2018 EQUITY AND INCENTIVE COMPENSATION PLAN



WHEREAS, Universal Electronics Inc., a Delaware corporation (“Company”) has adopted and maintains the Universal Electronics Inc. 2018 Equity and Incentive Compensation Plan, adopted by the Board of Directors on April 24, 2018 and approved by the shareholders of the Company on June 4, 2018 (the “Plan”);


WHEREAS, the Board of Directors of the Company is entitled to amend the Plan in accordance with Section 13(a) thereof, subject to approval by the shareholders, and desires to do so in order to increase the authorized shares available under the Plan by an additional 1,100,000, such that the total number of shares of Common Stock available for issuance in connection with all types of Awards will be 2,100,000, plus the number of shares of Common Stock, if any, that may be forfeited under outstanding awards granted under any of the Prior Plans;

NOW, THEREFORE, the following amendments are hereby approved and adopted:
1.    Section 5(b) is hereby amended and restated in its entirety to provide as follows:

(b) Shares Available. Subject to adjustment in accordance with Section 11 of the Plan, the total number of shares of
Common Stock reserved and available for issuance in connection with all types of Awards under the Plan shall be two million, one hundred thousand (2,100,000) (all of which may be issued as Incentive Stock Options), plus the number of shares of Common Stock underlying any award granted under any of the Prior Plans that expires, terminates or is canceled or forfeited for any reason whatsoever or settled in cash (in whole or in part) or is unearned (in whole or in part) under the terms of the applicable Prior Plan.
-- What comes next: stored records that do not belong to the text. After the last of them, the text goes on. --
PR #51, opened 2017-07-21
Fix ios link when using create-react-native-app then ejecting without dash or renaming

guperrot:
create-react-native-app name-with-dashes
yarn run eject
react-native-link

Without this patch it would not find the xcodeproject folder in ios/namewithdashes

### DIFF
--- a/mobile-center-link-scripts/src/ios/MobileCenterConfig.js
+++ b/mobile-center-link-scripts/src/ios/MobileCenterConfig.js
@@ -40,7 +40,15 @@ function addConfigToProject(file) {
     return new Promise(function (resolve, reject) {
         debug(`Trying to add ${file} to XCode project`);
 
-        var globString = `**/${(pjson && pjson.name ? pjson.name : '*')}.xcodeproj/project.pbxproj`
+        var globString;
+        if (pjson && pjson.name) {
+            globString = `**/${(pjson.name.replace(/-/g, ''))}`;
+        }
+        else {
+            globString = `ios/*`;
+        }
+        globString += '.xcodeproj/project.pbxproj';
+
         var projectPaths = glob.sync(globString, { ignore: 'node_modules/**' });
 
         if (projectPaths.length !== 1) {
@@ -66,7 +74,7 @@ function addConfigToProject(file) {
                 var relativeFilePath = path.relative(path.resolve(projectPath, '../..'), file);
                 var plistPbxFile = project.addFile(relativeFilePath, project.getFirstProject().firstProject.mainGroup);
                 if (plistPbxFile === null) {
-                    debug(`Looks like ${file} was already added to ${this.projectPath}`);
+                    debug(`Looks like ${file} was already added to ${projectPath}`);
                     resolve(file);
                     return;
                 }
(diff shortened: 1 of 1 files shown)


mobile-center-link-scripts/src/ios/MobileCenterConfig.js
```diff
@@ -40,7 +40,15 @@ function addConfigToProject(file) {
...
+        var globString;
+        if (pjson && pjson.name) {
+            globString = `**/${(pjson.name.replace(/-/g, ''))}`;
+        }
+        else {
+            globString = `ios/*`;
+        }
+        globString += '.xcodeproj/project.pbxproj';
+
         var projectPaths = glob.sync(globString, { ignore: 'node_modules/**' });
```
max-mironov: Hi @guperrot, in general looks good to me. Several questions:
1) If the only reason is to get rid of dashes in name does it make sense to use the following short form:
 `var globString = **/${(pjson && pjson.name ? (pjson.name.replace(/-/g, '')) : '*')}.xcodeproj/project.pbxproj`?
Also you have replaced search pattern for `ios/*.xcodeproj` instead of usage of globstar `**/*.xcodeproj`.  
In fact for most cases it should be indeed in `ios` folder but theoretically it can be in other place. What do you think?
2) Just my interest . When tried to create app name with dashes in name using `react-native init` or `rninit init` commands but it says that `it is not valid name for a project. Please use a valid identifier name (alphanumeric). ` So the case when using dashes in names is when the app was renamed intentionally or react was added to existing app, am I correct?

panarasi: IMHO, we should look at what React-Native looks for xcode project - this should mimic that.

guperrot: @max-mironov I gave the repro in https://github.com/Microsoft/mobile-center-sdk-react-native/pull/51#issue-244533783 it's when using create-react-native app then eject.

Also the reason to use ios folder in the failover is that otherwise with ** it also matches the pods xcode project in the sub directory and thus fail.

mobile-center-link-scripts/src/ios/MobileCenterConfig.js
```diff
@@ -40,7 +40,15 @@ function addConfigToProject(file) {
     return new Promise(function (resolve, reject) {
         debug(`Trying to add ${file} to XCode project`);
 
-        var globString = `**/${(pjson && pjson.name ? pjson.name : '*')}.xcodeproj/project.pbxproj`
+        var globString;
+        if (pjson && pjson.name) {
+            globString = `**/${(pjson.name.replace(/-/g, ''))}`;
+        }
+        else {
+            globString = `ios/*`;
```
dhei: nitpick: use single quote instead of backtick when not using ES6 string interpolation.

mobile-center-link-scripts/src/ios/MobileCenterConfig.js
max-mironov: @guperrot - got it, thanks for the explanation. Good stuff and thanks for looking at this!

PR #53, opened 2017-07-22
Integrate Android and iOS SDK to 0.11.0

guperrot:
And handle the breaking changes with async APIs from that android sdk version.


guperrot:
@max-mironov the ios changes will come as a separate PR if that's ok. Can start bumping some versions in this one though.

PR #56, opened 2017-07-25
Fix early logging on ios test app

guperrot:


guperrot:
@max-mironov Yes I already asked @BretJohnson about that and I will probably make another PR for that.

2.    The increase in the number of shares of Common Stock issuable under the Plan shall be effective upon receipt of approval for such increase by the Company’s shareholders, and shall be subject to and contingent upon receipt of such approval.

3.    Except as provided herein, all other provisions of the Plan shall continue in full force and effect.
IN WITNESS WHEREOF, the Company has caused this Amendment to be executed by its duly authorized officer on this ___ day of __________________, 2021.